The plugin also includes skills that teach agents how to use Historian well:

  • mnemonics - memory management guidance for @historian
  • heuristics - source-to-memory ingestion for files and folders

Recommended install:

npx skills add https://github.com/5kahoisaac/opencode-historian/tree/main/src --skill mnemonics
npx skills add https://github.com/5kahoisaac/opencode-historian/tree/main/src --skill heuristics

After installing them:

  • agents can load mnemonics for guidance on memory types, when to use @historian, and how to store or recall project knowledge correctly
  • agents can load heuristics when you want to ingest documents, screenshots, notes, code, or mixed source folders into memories

Quick Start

Once the plugin is enabled, talk to the historian agent in natural language.

Save information

"Remember that we're using PostgreSQL for the database"
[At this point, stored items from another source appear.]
PR #473, opened 2019-09-13
Extend gradle build pattern

bwarden:
Building on @AthenasJimenez work, I'm extending the build pattern and dependency matching.

### DIFF
--- a/autospec/specfiles.py
+++ b/autospec/specfiles.py
@@ -738,8 +738,11 @@ class Specfile(object):
         if self.subdir:
             self._write_strip("pushd " + self.subdir)
 
-        # The install goal copies all the pieces to the build/install subdir
-        self._write_strip("gradle --offline install -d " + self.extra_make_install)
+        # User must provide the install goal in make_install_args
+        self._write_strip("gradle --offline " + self.extra_make_install)
+
+        # Install from a build/install directory, if it was created
+        self._write_strip("if [[ -d build/install ]]; then")
 
         # Enter the installation subdir, so we can touch up what gets installed
         self._write_strip("pushd build/install")
@@ -775,6 +778,9 @@ class Specfile(object):
 
         # Leave the build subdir
         self._write_strip("popd")
+
+        # Done processing build/install directory
+        self._write_strip("fi")
 
         if self.subdir:
             self._write_strip("popd")
@@ -1653,8 +1659,8 @@ class Specfile(object):
         # Opportunistically report detected dependencies
         self._write_strip("gradle --offline dependencies || :")
 
-        # Execute the build goal
-        self._write_strip("gradle --offline build " + self.extra_make)
+        # Execute the build goal -- but user must provide it in make_args
+        self._write_strip("gradle --offline " + self.extra_make)
 
         if self.subdir:
             self._write_strip("popd")
--- a/autospec/specfiles.py
+++ b/autospec/specfiles.py
@@ -1654,7 +1654,7 @@ class Specfile(object):
 
         # Point to our local maven repo, first
         # style check does not like the escapes here
-        self._write_strip(r"sed -i 's|\(repositories\s*{\)|\1\n    mavenLocal()|' build.gradle")
+        self._write_strip(r"find . -type f '(' -name '*.gradle' -o -name '*.gradle.kts' ')' -exec sed -i 's|\(repositories\s*{\)|\1\n    mavenLocal()|' {} +")
 
         # Opportunistically report detected dependencies
         self._write_strip("gradle --offline dependencies || :")
--- a/autospec/specfiles.py
+++ b/autospec/specfiles.py
@@ -731,6 +731,54 @@ class Specfile(object):
         # All done
         self._write_strip("done")
 
+    def write_gradle_install(self):
+        """Write installation steps to specfile for maven source packages."""
+        self.write_license_files()
+
+        if self.subdir:
+            self._write_strip("pushd " + self.subdir)
+
+        # The install goal copies all the pieces to the build/install subdir
+        self._write_strip("gradle --offline install -d " + self.extra_make_install)
+
+        # Enter the installation subdir, so we can touch up what gets installed
+        self._write_strip("pushd build/install")
+
+        # Handle jarfiles in lib dir
+        # The install goal results in packaging not only the jars that were
+        # built, but also runtime deps that came from other packages. For every
+        # jar we find in the installed directory, we'll check whether there's a
+        # matching jar in the M2 repository provided by installed build deps.
+        # If so, we'll replace this copy with a symlink.
+        # TODO: call add_requires() with an appropriately-derived value so the
+        # symlink will be resolved at chroot creation.
+        self._write_strip("shopt -s nullglob")
+        self._write_strip("for lib_dir in */lib; do")
+        self._write_strip("pushd ${lib_dir}")
+        self._write_strip("for jarfile in *.jar; do")
+        self._write_strip("JARNAME=$(basename ${jarfile})")
+        self._write_strip('REALJAR=$(find /usr/share/java/.m2/repository -type f -name "${JARNAME}")')
+        self._write_strip("if ! [[ -z ${REALJAR} ]]; then")
+        self._write_strip(r'ln -sf ${REALJAR/#\/usr\/share\/java/..\/..}')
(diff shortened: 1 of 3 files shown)


bwarden:
DO NOT MERGE YET.

I can successfully build the test package now, but I'm still working on a valid install function.

bwarden:
Style check does not like the regex escape sequences in the sed command

bwarden:
Ready to consider for merging

autospec/specfiles.py
```diff
@@ -1583,17 +1623,30 @@ def write_ant_pattern(self):
...
+        # It's ok if this doesn't exist
+        self._write_strip("cp -r /usr/share/java/.m2 ~/.m2 || :")
+        if self.subdir:
+            self._write_strip("pushd " + self.subdir)
+
+        # Point to our local maven repo, first
+        # style check does not like the escapes here
+        self._write_strip(r"sed -i 's|\(repositories\s*{\)|\1\n    mavenLocal()|' build.gradle")
+
+        self._write_strip("gradle --offline dependencies")
```
phmccarty: Under what conditions is the `dependencies` command supposed to exit with an error? I just tried running `gradle dependencies` in the kafka 2.3.0 source root as a test, and I encounter the error below? Anything I'm missing, or is this expected for now?

```
FAILURE: Build failed with an exception.

* Where:
Build file '/tmp/kafka-2.3.0-src/build.gradle' line: 153

* What went wrong:
A problem occurred evaluating root project 'kafka-2.3.0-src'.
> Failed to apply plugin [id 'org.gradle.signing']
   > Could not create an instance of type org.gradle.plugins.signing.SigningExtension_Decorated.
      > Invalid signature file digest for Manifest main attributes

* Try:
Run with --stacktrace option to get the stack trace. Run with --info or --debug option to get more log output.

* Get more help at https://help.gradle.org

BUILD FAILED in 0s
```

autospec/specfiles.py
```diff
@@ -1583,17 +1623,30 @@ def write_ant_pattern(self):
...
+        self._write_strip("gradle --offline build" + self.extra_make)
```
phmccarty: Probably want an extra space after `build` in the string.

autospec/specfiles.py
```diff
@@ -730,6 +730,46 @@ def write_maven_install(self):
...
+
+        self._write_strip("gradle --offline install -d")
+
+        # Enter the installation subdir
+        self._write_strip("pushd build/install")
+
+        # Handle jarfiles in lib dir
+        self._write_strip("shopt -s nullglob")
+        self._write_strip("for lib_dir in */lib; do")
+        self._write_strip("echo BTW OK 2")
```
phmccarty: Looks like a debug command?

autospec/specfiles.py
```diff
@@ -730,6 +730,46 @@ def write_maven_install(self):
...
+        self._write_strip("pushd ${lib_dir}")
+        self._write_strip("for jarfile in *.jar; do")
+        self._write_strip("JARNAME=$(basename ${jarfile})")
+        self._write_strip('REALJAR=$(find /usr/share/java/.m2/repository -type f -name "${JARNAME}" | head -1)')
```
phmccarty: I'm trying to understand the ` | head -1` bit. If there is more than jar file with that name in the repository, how do we know we have chosen the correct one?

On the other hand, if there is only one possible match for the jar file name in the repository, then why is ` | head -1` needed?

autospec/specfiles.py
```diff
@@ -730,6 +730,46 @@ def write_maven_install(self):
...
+
+        if self.subdir:
+            self._write_strip("pushd " + self.subdir)
+
+        self._write_strip("gradle --offline install -d")
+
+        # Enter the installation subdir
+        self._write_strip("pushd build/install")
+
+        # Handle jarfiles in lib dir
```
phmccarty: I think this code comment could be expanded to describe in greater detail the rationale behind the code below that conditionally creates the jar symlinks.

autospec/specfiles.py
bwarden: Hmmm, good question. I only stuck this in there to give us something potentially to scan; it's not needed for the build. We can take it out, or make it opportunistically non-fatal instead.

autospec/specfiles.py
bwarden: Oops, yes.

bwarden: I'll also add `self.extra_make_install` in the appropriate place.

autospec/specfiles.py
bwarden: Yes!

autospec/specfiles.py
bwarden: This was a leftover from an attempt where I searched multiple directories and wanted to prioritize the first result. But yeah, it would be better to fail here if we get multiples.

autospec/specfiles.py
bwarden: Adding comments

autospec/specfiles.py
```diff
@@ -1641,7 +1641,8 @@ def write_gradle_pattern(self):
             self._write_strip("pushd " + self.subdir)
 
         # Point to our local maven repo, first
-        self._write_strip("sed -i 's/\(repositories\s*{\)/\\1\\n    mavenLocal()/' build.gradle")
```
AthenasJimenez: We need to add other files like:

sed -i 's/\(repositories\s*{\)/\1\n mavenLocal()/' settings.gradle
sed -i 's/\(repositories\s*{\)/\1\n mavenLocal()/' build.gradle.kts
sed -i 's/\(repositories\s*{\)/\1\n mavenLocal()/' settings.gradle.kts
sed -i 's/\(repositories\s*{\)/\1\n mavenLocal()/' buildSrc/build.gradle.kts
sed -i 's/\(repositories\s*{\)/\1\n mavenLocal()/' buildSrc/settings.gradle.kts

And also, assume that all of them can fail, cause not all of them exists

bwarden:
Squashed

autospec/specfiles.py
bwarden: Is that a fixed list, or should I do something like:
`find . -type f '(' -name '*.gradle' -o -name '*.gradle.kts' ')' -exec sed -i ...`

autospec/specfiles.py
```diff
@@ -1583,17 +1629,29 @@ def write_ant_pattern(self):
...
+        # It's ok if this doesn't exist
+        self._write_strip("cp -r /usr/share/java/.m2 ~/.m2 || :")
+        if self.subdir:
+            self._write_strip("pushd " + self.subdir)
+
+        # Point to our local maven repo, first
+        self._write_strip("sed -i 's/\(repositories\s*{\)/\\1\\n    mavenLocal()/' build.gradle")
+
+        self._write_strip("gradle --offline dependencies")
+        self._write_strip("gradle --offline build" + self.extra_make)
```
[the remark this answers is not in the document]
bwarden: OK. It seemed like a more reliable goal than with maven, but we don't have to hard-code that assumption.

autospec/specfiles.py
```diff
@@ -730,6 +730,52 @@ def write_maven_install(self):
...
         self._write_strip("done")
 
+    def write_gradle_install(self):
+        """Write installation steps to specfile for maven source packages."""
+        self.write_license_files()
+
+        if self.subdir:
+            self._write_strip("pushd " + self.subdir)
+
+        self._write_strip("gradle --offline install -d")
```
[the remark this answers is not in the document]
bwarden: Hmm. What I saw implied that gradle goals were a lot more dependable. If we can't count on it, though, we'll definitely have a lot of boilerplate in `install_append`.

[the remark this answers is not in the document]
bwarden: How about if I leave it to the user to specify the install goal, but afterward, if `build/install` exists, then descend into it and do the symlink and copy process I've implemented?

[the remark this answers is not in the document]
AthenasJimenez: ok, sounds good to me

autospec/specfiles.py
AthenasJimenez: thats a better option

autospec/specfiles.py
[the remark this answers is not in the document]
AthenasJimenez: great :)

"Save this: we decided on JWT tokens with 24-hour expiry"

"Note that the API rate limit is 100 requests per minute"

Recall information

"What did we decide about authentication?"
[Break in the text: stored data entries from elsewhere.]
Issue #477, opened 2019-09-18
autospec blindly changing giturl in options.conf


clsulliv:
Doing a 'make autospec' on ghostscript right now results in this change in options.conf:

-giturl = https://github.com/ArtifexSoftware/ghostpdl-downloads.git
+giturl = https://github.com/ArtifexSoftware/ghostscript.git

Unfortunately the old URL is more valid than the new URL, as the latter repo does not exist.

phmccarty:
Looks like autospec should not modify `giturl` value if it already set. Definitely a bug.

PR #479, opened 2019-09-18
Avoid overwriting giturl if it is already set

phmccarty:
When the source URL is from github.com, autospec was overwriting the
giturl in options.conf by mistake. It should only set a value if no
current value exists.

Fixes https://github.com/clearlinux/autospec/issues/477


bryteise:
Looks good to me.

PR #482, opened 2019-09-25
Fix bug with R description file parsing

phmccarty:
If `Imports:` or `Depends:` is immediately followed by a newline, then the regexp fails to match. See the R-psych package (version 1.8.12) for an example.

Fix the issue by adjusting the regexp to greedily match additional whitespace characters, as represented by the `\s` metacharacter.


phmccarty:
There are some additional parsing fixes that I want to integrate here, so I will wait until those changes are ready.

"Do we have any known issues?"

"What are my preferences for this project?"

Ingest files or folders

Use the heuristics skill when you want the agent to turn existing source files into memories:

"Use heuristics to ingest ./docs into historian memories"
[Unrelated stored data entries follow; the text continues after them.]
PR #485, opened 2019-09-27
maven pattern: Improve the resolution for fail patterns

AthenasJimenez:
Adding the resolution for "parent" or "pom" artifacts when a
corresponding jar doesn't exists.

### DIFF
--- a/autospec/build.py
+++ b/autospec/build.py
@@ -159,7 +159,10 @@ def failed_pattern(line, pattern, verbose, buildtool=None):
                 org = match.group(1)
                 name = match.group(2)
                 ver = match.group(3).replace('-', '.')
-                mvn_provide = f'mvn({org}:{name}:jar) = {ver}'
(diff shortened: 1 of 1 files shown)


autospec/build.py
```diff
@@ -159,7 +159,10 @@ def failed_pattern(line, pattern, verbose, buildtool=None):
                 org = match.group(1)
                 name = match.group(2)
                 ver = match.group(3).replace('-', '.')
-                mvn_provide = f'mvn({org}:{name}:jar) = {ver}'
+                if "-parent" in name or "-pom" in name or "-bom" in name:
```
phmccarty: Are these substrings suffixes? If so, I suggest to do:

```
if re.search("-(parent|pom|bom)$", name):
    ...
```

AthenasJimenez: Good suggestion ;)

"Use heuristics on ./research and only save architectural decisions and issues"

"Use heuristics to extract these screenshots into memory: ./notes/*.png"

The skill takes inspiration from the useful part of the "Karpathy LLM Wiki" idea: ingest source material into a durable knowledge base. Instead of adding a separate wiki system, it keeps Historian's existing qmd-backed memory model as the source of truth.

The skill checks available memory types first, extracts content from each file, classifies durable knowledge, and saves it through @historian. It can use markitdown for documents when available, vision MCPs for images, and LLM extraction as a fallback.

Historian will:

  • classify memories by type
  • tag them for retrieval
  • index them for semantic search
  • keep them in a git-friendly markdown format

Memory Types

Historian ships with these built-in memory types:

| Type | Use For | |--------------------------|-----------------------------| | architectural-decision | System architecture choices | | design-decision | UI/UX decisions | | learning | Lessons and discoveries | | user-preference | User preferences | | project-preference | Team conventions | | issue | Known problems | | context | General context (default) | | recurring-pattern | Reusable patterns | | conventions-pattern | Coding standards |

Configuration

Optional config file:

.opencode/opencode-historian.json

Example:

{
  "appendPrompt": "Focus on API design decisions.",
  "memoryTypes": [
    {
      "name": "api-endpoint",
      "description": "API endpoint decisions"
    }
  ],
  "disabledMcps": [
    "serena"
  ]
}

Options

| Option | Default | Description | |----------------|---------|---------------------------------------------------------------------------| | model | - | Model used by the historian agent | | temperature | 0.3 | Response creativity | | appendPrompt | - | Additional instructions appended to the historian prompt | | memoryTypes | - | Custom memory types to add alongside the built-ins | | autoCompound | true | Automatically merge new learnings into existing memories when appropriate | | disabledMcps | - | Bundled MCPs to disable, for example ["serena"] |

Storage

Memories are stored as markdown files under .mnemonics/ in your project root:

.mnemonics/
├── architectural-decision/
├── design-decision/
├── learning/
└── ...

Benefits:

  • human-readable
  • easy to version with git
  • easy to inspect or edit manually

Included Tools

The plugin registers these memory tools:

  • memory_remember
  • memory_recall
  • memory_forget
  • memory_list_types
  • memory_sync

When to Use the Skill vs. the Tools

  • Use the plugin to make memory available inside OpenCode
  • Use the mnemonics skill to teach agents how to use @historian well
  • Use the heuristics skill to convert existing files or folders into historian memories
  • Use the memory tools when you want direct programmatic memory operations

In short: the plugin gives you capability, and the skills give agents better judgment about how to use it.

License

This project is licensed under the MIT License.